Issue #619, opened 2026-03-28
Add support for repo-file-based references


polymutex:
Related but not completely identical to #551 (image-based references), we should also support references based on files that Walletbeat has as part of its own repository.

This would be useful for references to questionnaire answers from the wallet teams via the intake form.

References would be of non-URL type and would contain a repo-relative filename under `public/`, with a unit test verifying its existence in the repo. When rendered in the UI, it would link to the file using a document-root-relative URL.

Khemmie-Ray:
Can I work on this issue?

polymutex:
Yes.

PR #694, opened 2026-05-04
Add support for repo-file-based references

Khemmie-Ray:
This closes issue #619

### DIFF
--- a/src/schema/reference.ts
+++ b/src/schema/reference.ts
@@ -34,7 +34,10 @@ import {
  */
 export interface LooseReference {
 	/** The URL(s) the reference is about. */
-	url: NonEmptyArray<Url> | Url
+	url?: NonEmptyArray<Url> | Url
+
+	/** The repo-relative filename under public/ (New Field) */
+  file?: string
 
 	/** The text of the link that goes to `url`; defaults to the domain name of `url`. */
 	label?: string
@@ -48,18 +51,23 @@ export interface LooseReference {
 
 /** Type predicate for LooseReference. */
 export function isLooseReference(x: unknown): x is LooseReference {
-	return (
-		x !== undefined &&
-		x !== null &&
-		typeof x === 'object' &&
-		Object.hasOwn(x, 'url') &&
-		((url: unknown) =>
-			isUrl(url) ||
-			(Array.isArray(url) && isNonEmptyArray(url) && url.every(u => isUrl(u) || isLabeledUrl(u))))(
-			// eslint-disable-next-line @typescript-eslint/no-unsafe-type-assertion -- Safe because we just checked the field exists.
-			(x as unknown as { url: unknown }).url,
-		)
-	)
+  if (x === undefined || x === null || typeof x !== 'object') {
+    return false
+  }
+
+  if (Object.hasOwn(x, 'file') && typeof (x as { file: unknown }).file === 'string') {
+    return true
+  }
+
+  return (
+    Object.hasOwn(x, 'url') &&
• • • •
**WHAT IS EXPECTED**: Scan the data above. Return every line with "filename" in it.

**ANSWER TO THIS PROBLEM**:
References would be of non-URL type and would contain a repo-relative filename under `public/`, with a unit test verifying its existence in the repo. When rendered in the UI, it would link to the file using a document-root-relative URL.
+	/** The repo-relative filename under public/ (New Field) */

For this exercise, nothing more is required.